→ What to work on:
The lines below that include "operations" are to be found and copied.
************
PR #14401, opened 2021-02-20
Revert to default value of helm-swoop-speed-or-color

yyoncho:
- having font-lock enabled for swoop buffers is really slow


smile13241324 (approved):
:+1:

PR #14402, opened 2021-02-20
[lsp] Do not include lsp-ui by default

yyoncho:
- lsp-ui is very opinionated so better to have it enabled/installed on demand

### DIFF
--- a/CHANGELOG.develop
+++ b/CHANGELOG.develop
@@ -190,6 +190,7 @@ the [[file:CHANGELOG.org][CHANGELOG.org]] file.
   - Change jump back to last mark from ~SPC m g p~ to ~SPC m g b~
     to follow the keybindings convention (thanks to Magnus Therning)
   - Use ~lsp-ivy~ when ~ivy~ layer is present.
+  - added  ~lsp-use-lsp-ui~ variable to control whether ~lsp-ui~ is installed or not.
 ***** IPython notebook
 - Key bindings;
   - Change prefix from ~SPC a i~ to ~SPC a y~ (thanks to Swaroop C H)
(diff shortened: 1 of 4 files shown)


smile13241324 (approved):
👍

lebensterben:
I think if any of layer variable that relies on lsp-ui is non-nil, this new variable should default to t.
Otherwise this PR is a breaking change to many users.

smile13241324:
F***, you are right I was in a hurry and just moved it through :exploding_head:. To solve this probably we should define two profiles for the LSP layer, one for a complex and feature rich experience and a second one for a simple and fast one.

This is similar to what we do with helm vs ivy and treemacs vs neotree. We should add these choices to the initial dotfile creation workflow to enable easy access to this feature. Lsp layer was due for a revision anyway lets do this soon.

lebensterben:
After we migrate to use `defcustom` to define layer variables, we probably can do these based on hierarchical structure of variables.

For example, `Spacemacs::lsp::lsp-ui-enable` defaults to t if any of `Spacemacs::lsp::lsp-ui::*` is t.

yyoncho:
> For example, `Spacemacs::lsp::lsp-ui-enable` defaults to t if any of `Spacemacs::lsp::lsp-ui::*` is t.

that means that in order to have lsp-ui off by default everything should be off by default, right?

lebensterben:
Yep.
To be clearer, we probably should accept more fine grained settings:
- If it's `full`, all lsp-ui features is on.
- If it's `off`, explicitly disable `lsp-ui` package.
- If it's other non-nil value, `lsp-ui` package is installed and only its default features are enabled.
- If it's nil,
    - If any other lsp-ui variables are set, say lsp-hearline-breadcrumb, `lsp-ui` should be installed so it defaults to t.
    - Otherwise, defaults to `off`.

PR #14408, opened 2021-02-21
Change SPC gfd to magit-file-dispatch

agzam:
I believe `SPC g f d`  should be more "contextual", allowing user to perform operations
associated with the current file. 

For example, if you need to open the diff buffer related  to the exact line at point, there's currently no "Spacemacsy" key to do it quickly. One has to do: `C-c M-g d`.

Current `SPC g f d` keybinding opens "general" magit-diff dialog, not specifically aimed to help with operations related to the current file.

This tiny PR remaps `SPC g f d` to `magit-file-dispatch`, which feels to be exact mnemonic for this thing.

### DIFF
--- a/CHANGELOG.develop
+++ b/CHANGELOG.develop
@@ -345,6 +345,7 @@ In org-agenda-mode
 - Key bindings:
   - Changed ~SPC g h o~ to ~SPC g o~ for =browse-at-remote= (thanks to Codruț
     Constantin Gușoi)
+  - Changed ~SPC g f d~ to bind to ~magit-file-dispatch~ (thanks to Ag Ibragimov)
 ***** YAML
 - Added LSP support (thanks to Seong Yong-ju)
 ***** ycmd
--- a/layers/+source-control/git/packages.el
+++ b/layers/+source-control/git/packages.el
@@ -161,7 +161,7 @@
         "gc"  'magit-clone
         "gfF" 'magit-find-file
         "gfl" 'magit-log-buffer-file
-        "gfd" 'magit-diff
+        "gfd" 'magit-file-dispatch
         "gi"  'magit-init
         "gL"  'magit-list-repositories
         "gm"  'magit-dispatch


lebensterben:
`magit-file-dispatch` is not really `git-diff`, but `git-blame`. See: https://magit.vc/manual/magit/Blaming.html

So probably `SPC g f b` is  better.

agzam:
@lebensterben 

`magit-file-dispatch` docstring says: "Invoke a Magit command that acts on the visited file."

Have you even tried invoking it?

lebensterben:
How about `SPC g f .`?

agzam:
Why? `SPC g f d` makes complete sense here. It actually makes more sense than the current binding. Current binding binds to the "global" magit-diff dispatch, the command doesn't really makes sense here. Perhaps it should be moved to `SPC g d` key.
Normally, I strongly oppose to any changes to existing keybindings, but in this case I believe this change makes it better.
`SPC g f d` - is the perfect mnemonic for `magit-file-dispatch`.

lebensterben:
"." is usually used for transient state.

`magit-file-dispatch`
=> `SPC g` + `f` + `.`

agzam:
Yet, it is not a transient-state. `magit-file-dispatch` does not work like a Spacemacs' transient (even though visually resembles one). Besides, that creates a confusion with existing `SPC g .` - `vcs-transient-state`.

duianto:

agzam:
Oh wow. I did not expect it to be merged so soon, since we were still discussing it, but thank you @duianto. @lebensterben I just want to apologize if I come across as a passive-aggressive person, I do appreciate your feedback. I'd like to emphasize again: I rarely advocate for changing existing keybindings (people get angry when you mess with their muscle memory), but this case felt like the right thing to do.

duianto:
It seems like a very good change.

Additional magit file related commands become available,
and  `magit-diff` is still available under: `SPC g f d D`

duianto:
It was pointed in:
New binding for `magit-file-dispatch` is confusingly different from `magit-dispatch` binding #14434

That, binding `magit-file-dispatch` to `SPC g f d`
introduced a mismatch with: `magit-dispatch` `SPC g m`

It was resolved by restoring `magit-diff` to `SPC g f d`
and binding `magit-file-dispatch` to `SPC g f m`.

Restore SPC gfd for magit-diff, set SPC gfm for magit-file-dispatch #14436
************
→ Answer to the exercise:
I believe `SPC g f d`  should be more "contextual", allowing user to perform operations
Current `SPC g f d` keybinding opens "general" magit-diff dialog, not specifically aimed to help with operations related to the current file.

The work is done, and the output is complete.